# MSnS+E Extra ABA Crak Trigger Wheel Decoder Settings



## steve12345 (Jan 8, 2006)

Running the ABA built in 60-2 crank trigger.
I spent some time with MS and the timing light tonight. I had previously been set to 
Trigger angle 60 
Trigger Position A 5 
Trigger Return A 13
Trigger Position B 35
Trigger Return B 43
But I found that when I set a fixed advance of 6* the 6* notch on the flywheel was not centered in the bellhousing window. So, I tried adding and subtracting and found that 
Trigger angle 60 
Trigger Position A 4
Trigger Return A 12
Trigger Position B 34
Trigger Return B 42
put the timing mark centered in the window.
I wish I had bothered to count the teeth while I had the engine on the stand. I didn't know at the time that I would need that info.
Has anyone counted the teeth on the trigger wheel as they pass the VR sensor opening per the MSnS+E manual to get the definitive settings?


----------



## need_a_VR6 (May 19, 1999)

*Re: MSnS+E Extra ABA Crak Trigger Wheel Decoder Settings (steve12345)*

There's a ton of ways to do it, but you got it right. For every 1 tooth you subtract from the trigger position settings, if you add 6deg more to the trigger angle it's also right.


----------



## littledevilo63 (Mar 11, 2002)

*Re: MSnS+E Extra ABA Crak Trigger Wheel Decoder Settings (need_a_VR6)*

need a vr6- i was wondering this question also, sort of. i just acquired a free aba and im going to run it on ms v 2.2 im nowhere near ready to do anything yet. but, could i use the trigger wheel sensor to run coil packs? or would it be wiser just to use a 4 window distributor and hall sesnor? or do i use both the trigger wheel sensor and single window distributor? what is needed to use knock sensor ignition also, or is it unnecesary with an un modified motor?


----------



## need_a_VR6 (May 19, 1999)

*Re: MSnS+E Extra ABA Crak Trigger Wheel Decoder Settings (littledevilo63)*

You can run the VR sensor on a 2.2 but you have to add an additional circuit to the board. Generally it's easier to set a 2.2 up on hall, and you can run a 4 window distro in there easily.
I've never used nor found the need to use a knock sensor on anything.


----------



## littledevilo63 (Mar 11, 2002)

*Re: MSnS+E Extra ABA Crak Trigger Wheel Decoder Settings (need_a_VR6)*

cool man, thanks. i think ill just go with the 4 window dizzy as i do not want to mod the board any more. 
the knock sensor seems like its a good idea if your running crazy boost, but since im not that just makes its simpler. 
thanks man http://****************.com/smile/emthup.gif


----------



## steve12345 (Jan 8, 2006)

I threw a knocksense box on mine.
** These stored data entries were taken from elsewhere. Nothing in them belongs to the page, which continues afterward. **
PR #90, opened 2017-12-19
Support Agent v6 on yum-based platforms

brendanlong:
- Add the DataDog yum beta repo
 - Use `yum_repository` instead of manual files
 - Fix some places where we don't update or restart the agent
 - Create /etc/datadog

### DIFF
--- a/defaults/main.yml
+++ b/defaults/main.yml
@@ -45,8 +45,9 @@ datadog_agent_allow_downgrade: no
 # * set 'datadog_agent_allow_downgrade' to yes
 datadog_agent6: no
 
-# beta APT repo where datadog-agent v6 packages are available
+# beta repos where datadog-agent v6 packages are available
 datadog_agent6_apt_repo: "deb http://apt.datadoghq.com beta main"
+datadog_agent6_yum_repo: "https://yum.datadoghq.com/beta/{{ ansible_userspace_architecture }}/"
 
 ###           End of Beta-Agent6-only experimental attributes        ###
 ########################################################################
--- a/.travis.yml
+++ b/.travis.yml
@@ -6,4 +6,4 @@ install:
   - pip install ansible-lint
 
 script:
-  - ansible-lint -v $(find tests -name *yml) -x ANSIBLE0010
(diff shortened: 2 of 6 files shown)


hush-hush:
Hi @brendanlong,

Thanks for the PR ! I'll take a look at it as soon as possible (most likely next week). Thanks for your patience.

defaults/main.yml
```diff
@@ -45,8 +45,9 @@ datadog_agent_allow_downgrade: no
 # * set 'datadog_agent_allow_downgrade' to yes
 datadog_agent6: no
 
-# beta APT repo where datadog-agent v6 packages are available
+# beta repos where datadog-agent v6 packages are available
 datadog_agent6_apt_repo: "deb http://apt.datadoghq.com beta main"
+datadog_agent6_yum_repo: "https://yum.datadoghq.com/beta/{{ ansible_userspace_architecture }}/"
```
hush-hush, line 50: We don't plan on shipping 32 bits packages for the agent6. I think we could still keep the `ansible_userspace_architecture`, it will result in an error when ansible is run on unsupported architecture.

hush-hush (changes requested):
Hi @brendanlong,

Thanks a lot for this PR !
You need to add `ANSIBLE0006` to the list of excluded rules [here](https://github.com/DataDog/ansible-datadog/blob/bc66f148626ab8375b361eed610e8f368b69c081/.travis.yml#L9) for the travis test to succeed. 

Also, could you update the CHANGELOG by adding your change to a new `1.5.0` section ?

brendanlong:
@hush-hush I updated the changelog and added that new exclude rule.

defaults/main.yml
brendanlong: Do you want me to add a check for that or something?

hush-hush: I think we're good with having an error at install time. I just wanted to leave a comment here for future reference.

hush-hush:
Thanks a lot @brendanlong  for the PR !

PR #91, opened 2017-12-22
allow different checks for different host groups

snopoke:
This adds a condition to the task that creates the checks to allow deploying different checks to different host groups:
```
datadog_checks:
  ssh_check:   # gets deployed to all hosts since 'inventory_groups' is not defined
    ....
  nginx:  # only gets deployed to hosts in the 'nginx' group
    inventory_groups: 
      - nginx
    ....
```

### DIFF
--- a/tasks/agent5.yml
+++ b/tasks/agent5.yml
@@ -30,5 +30,6 @@
     dest: /etc/dd-agent/conf.d/{{ item }}.yaml
     owner: '{{ datadog_user }}'
     group: '{{ datadog_group }}'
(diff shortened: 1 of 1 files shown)


snopoke:
@jeffwidman @olivielpeau FYI

snopoke:
@jeffwidman @olivielpeau bump

robbyoconnor (commented):
I really personally don't see the point for this change -- you can just add it to the `group_vars` file and the effect will be the same. I actually do this myself. 

The other win to this is that you have everything nice and tidy.

PR #198, opened 2024-09-30
MacOS tests and standalone setup

### LINKED ISSUE #172: Tests: MacOS runner
It would be useful to setup the tests to run a matrix of different Linux and Python versions, in order to catch potential issues which arise only for certain platforms.

C.f. https://github.com/FormingWorlds/MORS/issues/22

nichollsh:
- Removed SOCRATES from tests, since we use dummy atmosphere for this. SOCRATES has its own workflow for testing its compilation.
- Rework download functions and CLI so that PROTEUS doesn't depend on JANUS to do this
- Moved some of the atmos_clim imports into the functions in which they are used. This avoids performing redundant imports when only using the CLI, or when only using a specific climate model.
- Added MacOS to test matrix. Closes #172.

### DIFF
--- a/.github/workflows/tests.yaml
+++ b/.github/workflows/tests.yaml
@@ -16,7 +16,7 @@ on:
 
 jobs:
   test:
-    # if: github.event.pull_request.draft == false
+    if: github.event.pull_request.draft == false
     name: Run Coverage and Tests
     strategy:
       matrix:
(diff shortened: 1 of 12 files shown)


lsoucasse (approved):
Changes look good. It is nice to run the tests on MacOS. Also the CLI is now more consistent with both data and submodules being fetched.

PR #199, opened 2024-09-30
Dummy integration

lsoucasse:
I realized that the dummy integration test was not triggered because it was only a fixture of the plotting tests that were allowed to fail. With the current state of the repo, the dummy integration test is actually failing. I revert the dummy set up to a previous config which did not trigger spurious oscillation on the flux. I also switched the star model to use the Baraffe track.


tests/integration/test_dummy_integration.py
```diff
@@ -21,24 +19,25 @@
...
 
-    hf_all = ReadHelpfileFromCSV(output)
-    hf_all_ref = ReadHelpfileFromCSV(ref_output)
+    hf_all = ReadHelpfileFromCSV(out_dir)
+    hf_all_ref = ReadHelpfileFromCSV(ref_dir)
 
-    assert_frame_equal(hf_all, hf_all_ref, rtol=1e-4)
+    assert_frame_equal(hf_all, hf_all_ref, rtol=5e-3)
 
 @pytest.mark.xfail
```
stefsmeets, line 38: Maybe not part of this PR, but consider to only xfail on the assertion, not on any regular failures in the workflow itself

```suggestion
@pytest.mark.xfail(raises=AssertionError)
```

stefsmeets (approved):
Looks good to me! 🎉

nichollsh:
Thanks for noticing this Laurent. Good to see the oscillations have gone away, although it's surprising given that the relative step tolerance is now higher/looser. We should look into what's causing them.

lsoucasse:
Need your approval again @nichollsh

nichollsh (approved):

Issue #208, opened 2024-10-17
Crash with undefined escape model


stefsmeets:
If the escape model is not defined (`config["escape_model"] == 0`), `RunEscape` crashes because `solvevol_target` is undefined. What is the expected result here?

See this function:
https://github.com/FormingWorlds/PROTEUS/blob/181d4ceb790eba15d69daaa229b73857a3738d1b/src/proteus/escape/wrapper.py#L18-L61

lsoucasse:
Actually, RunEscape must not be called if not dummy or zephyrus.

I would remove the if statement l.53 and put a statement like this in `proteus.py`
`if config["escape_model"]:`
`    RunEscape(parameters...)`

stefsmeets:
That will only bring the undefined variable problem to the main loop of proteus as far as I can see, which expects solvevol_target in several places.

nichollsh:
Closed by https://github.com/FormingWorlds/PROTEUS/pull/211

PR #211, opened 2024-10-18
Generalised outgassing wrapper

### LINKED ISSUE #210: Outgassing model wrapper
In preparation for support for atmodeller (#82) we should add a generalised wrapper for accessing outgassing modules (see also #126).

This is separate to a vapourisation module, like Lavatmos or Vaporock, which should come under a different category of module (probably).

nichollsh:
This PR generalises access to the outgassing wrapper in a similar manner to the interior and atmosphere wrappers. This will make it possible to integrate atmodeller, for which there is now a stub file, and also potentially a dummy outgassing module. Closes #210.

Minor fixes:
* Typo in `data.py`
* Default configuration file
* Access config with attributes rather than keys.

### DIFF
--- a/.gitignore
+++ b/.gitignore
@@ -49,6 +49,9 @@ ARAGOG
 atmodeller
 ATMODELLER
 Atmodeller
+zephyrus
+ZEPHYRUS
+Zephyrus
 
 # misc
 ######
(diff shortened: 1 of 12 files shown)


lsoucasse (approved):
Nice! It also addresses #208.

PR #214, opened 2024-10-19
Comparison with population data, rework planetary vs interior mass/radius

### LINKED ISSUE #212: Compare PROTEUS (grid) output to population data
This paper[1] has a really interesting comparison between a simple evolutionary model and observed exoplanet densities. They match their model input (water mass fraction) to observed density, to constrain the water mass fraction on a given planet.

We could do something similar with PROTEUS, or at least make it simple to compare model outputs to the observed population. A simple plot of planet mass/radius/density on top of the population scatter would be an interesting start. Connected to #204, #162.

The PlanetS database can be accessed here [2], and downloaded in the VOTable (XML) format here[3].

[1] https://arxiv.org/abs/2409.17394
[2] https://dace.unige.ch/exoplanets/
[3] https://dace.unige.ch/downloads/exoplanets/PLANETS.vot

### LINKED ISSUE #213: Distinguish between M_planet and M_interior
Throughout the code we currently refer to the variable `M_planet`. However, in some cases this is used as the total planet mass, and in other cases as the mass of the interior (i.e. everything enclosed by the atmosphere-mantle interface).

We should use two variables to describe this: `M_planet` and `M_int`, where `M_planet = M_int + M_atm`, where `M_int` is the mass of the interior and `M_atm` is the mass of the atmosphere.

This is connected to #212, #50, #62, #82.

nichollsh:
Plots mass/radius/density throughout the model evolution on the mass vs radius diagram using planetary population data. Also plots this as density vs time, which will be particularly interesting for comparison with planets thought to be undergoing escape. The model downloads data from OSF to be able to do this. Closes #212.

Rework planet mass and radius variables. `M_int` now represents all dry mass enclosed in the interior (core+mantle), not including volatiles. `M_planet = M_int + M_atm` is the total planet mass. `R_int` represents the radius of the atmosphere-mantle interface, and is also what the user provides in the config file. `R_planet` no longer exists, but the best analogue for this is `z_obs+R_int`. We can think about how to rework the mass calculations in the future, but this is already somewhat better than treating `M_planet` and `M_int` as if they're the same thing. Closes #213.

Since the new variable adds an extra key in the output csv file, I had to update the dummy test data, but we can see that it's getting the exact same results. This PR comes with a lot of file changes because I updated the examples and renamed variables throughout the code. Feel free to ignore the updated examples, and you can see that most of the changes are find+replace. You can filter to just viewing changes to py files, if that helps.

Other minor things:
- Fixed incorrect axis limits on interior plot
- Make sure that rounding errors don't cause problems with CALLIOPE outgassing. Sometimes the elemental mass would be ~1e-34, which is difficult for calliope to solve in some instances. When the mass is small, it is now rounded to zero, which fixes the problem.


nichollsh:
I don't know why the test is failing now. It seems to be due to some issue reading the configuration file?

The test runs fine when I execute the same commands in the Python REPL, and also works fine when I run `proteus start --config input/dummy.toml`.

timlichtenberg:
Do you want me to review this now, or do you first want to figure out why the tests are failing?

nichollsh:
It would be great if you could review it now, and check from a physical perspective if these changes make sense. 

I think we can potentially discuss this configuration issue with @stefsmeets at the next PROTEUS meeting.

examples/default/plot_emission.pdf
timlichtenberg, line 1: The y-axes on this plot are not formatted correctly by default, they should allow wider variation.

examples/hd63433d/init_coupler.toml
timlichtenberg, line 1: Same here with the comments.

examples/hd63433d/plot_observables.png
timlichtenberg, line 1: These values have shifted a very tiny amount, is this due to how the mass budget is calculated?

examples/hd63433d/plot_population_time_density.png
timlichtenberg, line 1: My suggestion for this plot would be to normalise mass-radius curves of the same radius of the planet at a particular time-step. Here are lots of M-R curves: https://drive.google.com/open?id=1M6MXZ0OscVtF713r86H3MoRRBj60IMUF&usp=drive_fs. 

First thing would be to normalise the black line relative to the 'Zeng_2019/massradiusEarthlikeRocky.txt' at current radius. The water line should be normalised to, for example, 'Zeng_2019/massradius_100percentH2O_300K_1mbar.txt'. Optimally, the latter is tuned to the approx. T_eq of the planet. 

But maybe these additions are too complicated for the current pull request and should be done in another one. :)

examples/hd63433d/plot_stacked.png
timlichtenberg, line 1: This plots needs a legend explaining dashed and solid lines. An additional idea would be to also dash all lines in the atmosphere that are in the water-condensing region.

input/default.toml
```diff
@@ -114,6 +114,8 @@ author  = "Harrison Nicholls, Tim Lichtenberg"
 
 # Planetary structure - physics table
 [struct]
+
+    # Enclosed mass and radius at the atmosphere-interior interface
     mass        = 1.0       # M_earth
     radius      = 1.0       # R_earth
```
timlichtenberg, line 120: Does this also need relabeling?

src/proteus/utils/data.py
```diff
@@ -125,6 +125,21 @@ def download_stellar_spectra():
...
+
+    folder_name = 'Exoplanets'
+    storage = get_osf('fzwr4')
+
+    data_dir = GetFWLData() / "planet_reference"
+    data_dir.mkdir(parents=True, exist_ok=True)
+
+    if not (data_dir / folder_name).exists():
+        log.info(f"Downloading exoplanet population data to {data_dir}")
+        download_folder(storage=storage, folders=[folder_name], data_dir=data_dir)
```
timlichtenberg, line 142: So this is the newest CSV file from DACE? Just to double check.

timlichtenberg (approved):
Looks good overall! I made some suggestions for a few changes in the default plots, but these can also go in a subsequent branch.

examples/default/init_coupler.toml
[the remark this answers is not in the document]
nichollsh: This is a copy of the cfg file which is automatically made by PROTEUS. It loses the comments during this process, but the original one (in `input/`) still has them.

examples/default/plot_emission.pdf
nichollsh: Thanks! I'll fix this

examples/hd63433d/init_coupler.toml
nichollsh: See above

examples/hd63433d/plot_population_time_density.png
nichollsh: This is perfect. I tried to add the Zeng+19 curves myself, but it got quite complicated trying to do this from the paper. I'll add these to OSF.

examples/hd63433d/plot_stacked.png
nichollsh: I agree. This applies to the plot_interior plots as well. I'll make an issue for this too.

input/default.toml
nichollsh: As in renaming the variables?

examples/hd63433d/plot_observables.png
nichollsh: I suppose so. I will look into this.

timlichtenberg: Doesn't seem to important tbh

input/default.toml
timlichtenberg: Yes that's what I meant, but on second look it seems fine.

src/proteus/utils/data.py
timlichtenberg: Agree

timlichtenberg: Maybe label it with the date you downloaded it (in case you haven't done this anyway), for future updates

nichollsh:
Turns out that the reason it is failing is not because of the integration test. It's when the tests check that the toml files in `examples/` for validity that it fails, because the fields which are converted from `"none"` to `None` do not get saved.

See this issue: https://github.com/uiri/toml/issues/346

examples/default/init_coupler.toml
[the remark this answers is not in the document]
nichollsh: The fix to the test below also ensures that the 'backup' made of the config file contains the comments.

src/proteus/utils/data.py
nichollsh: I put the date and other information inside the file

examples/hd63433d/plot_interior.png
timlichtenberg, line 1: Great!

examples/hd63433d/plot_stacked.png
timlichtenberg, line 1: Here as well, nice!

timlichtenberg (approved):

nichollsh:
Thanks Tim!

stefsmeets:
> Turns out that the reason it is failing is not because of the integration test. It's when the tests check the toml files in `examples/` for validity that it fails, because the fields which are converted from `"none"` to `None` do not get saved. See this issue for a description of a similar problem: [uiri/toml#346](https://github.com/uiri/toml/issues/346)

This is a somewhat awkward side-effect from toml not recognizing a 'null' value: https://github.com/toml-lang/toml/issues/30

I think copying is also the way to go for the moment, depending on how much we lean on converters in the future. TOML really seems to be made as a one-way format (toml -> dict). If we want to go back (dict -> toml), the alternative is having a custom TomlEncoder to go from None -> 'none'.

It hooks up with 5 wires and only 1 input needs to be soldered on to the MS board. If your setup is too loud to hear knock at WOT then it's very helpful. If nothing else it's good piece of mind for about $60.


----------



## littledevilo63 (Mar 11, 2002)

*Re: (steve12345)*

cool thanks dude, im only going to be na for a short amount of time, then go turbo and that would be helpful for tuning ignition im sure. my stuff should be here today, might have to make a build thread haha


----------



## ValveCoverGasket (Mar 20, 2002)

*Re: (littledevilo63)*


_Quote, originally posted by *littledevilo63* »_cool thanks dude, im only going to be na for a short amount of time, then go turbo and that would be helpful for tuning ignition im sure. my stuff should be here today, might have to make a build thread haha 

ive found det cans, or some of the electronic options, a bit easier to work with when it comes to tuning ignition to avoid knock. we ended up making a couple of our own electronic det cans...but i know you can buy the same thing online.
my beef with the knock sensor systems is that youre still relying on a sensor that wasnt "tuned" for the motor youre working with

ideally we could all just have the money to run the pressure transducer instrumented spark plugs







to really see what was going on!


----------



## littledevilo63 (Mar 11, 2002)

*Re: (ValveCoverGasket)*

ideally we could all just have the money to run the pressure transducer instrumented spark plugs??? 

sounds futuristic(sp)? haha


----------